Though the hardware is expensive, all software listed in this how-to is free, and most are open source. If you would like to see how fast your supercomputer would theoretically be, use this tool: http://hpl-calculator. sourceforge. net/

Choose a computer server chassis that maximizes space, cooling, and energy efficiency. Or you can utilize a dozen or so used, outdated servers - whose whole will outweigh the sum of their parts yet save you a sizable lump of cash. All processors, network adapters, and motherboards should be identical for the whole system to play together nicely. Of course, don’t forget about RAM and storage for each node and at least one optical drive for the head node.

Begin with installing the latest version of the motherboard BIOS and firmware, which should be the same on all nodes. Install your preferred linux distro on each node, with a graphical UI for the head node. Popular choices include CentOS, OpenSuse, Scientific Linux, RedHat, and SLES. This author highly recommends using the Rocks Cluster Distribution. In addition to installing all the tools necessary for a compute cluster to function, Rocks uses a great method for ‘distributing’ many instances of itself to the nodes very quickly using PXE boot and the Red Hat ‘Kick Start’ procedure.

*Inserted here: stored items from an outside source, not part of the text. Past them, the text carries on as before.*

PR #26, opened 2017-07-05
added operating system version check for build.

lianglia-apollo:


joaospinto:
Alternatively, we can force the build to occur inside the corresponding docker environment (as encouraged in the main README.md file).
Finding whether we are inside docker can be done with:
`if [ -f /.dockerenv ]; then ...`
We would also want to check if we are in the right environment, which can be done by setting some environment variable to mark this.

PR #27, opened 2017-07-05
Add dependency for ros in run env.

wanglei828:


wanglei828:
@startcode @ycool  Caros team removed some so files from ros output. I need to add these missing libraries to our run env image.

PR #100, opened 2017-07-09
Update install_docker.sh

gengqx:
It fix a bug when install docker use the install_docker.sh.The original line did not use --force-yes,it would get an error,it would not pass the security verification.May be 'sudo apt-get update' is run properly


lianglia-apollo:
I don't think blindly answer yes to all questions is good here. Could you post what error message you encountered?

First you will need a portable bash management system, such as the Torque Resource Manager, which allows you to break-up and distribute tasks to multiple machines. Pair Torque with the Maui Cluster Scheduler to complete the setup. Next you will need to install the message passing interface, necessary for the individual processes on the separate compute nodes to share the same data. OpenMP is a no-brainer. Don’t forget the multi-threading math libraries and compilers to build your parallel computing programs. Did I mention that you should just install Rocks?

Use a private ethernet network to connect all the nodes in the cluster. The head node can also act as a NFS, PXE, DHCP, TFTP, and NTP server over the Ethernet network. You must separate this network from public networks, which ensures that broadcast packets don’t interfere with other networks in your LAN.

You must, of course, compile from source with all possible optimization options for your platform. For example, if using AMD CPUs, compile with Open64 with -0fast optimization level. Compare your results on TOP500. org to compare your cluster to the fastest 500 supercomputers in the world!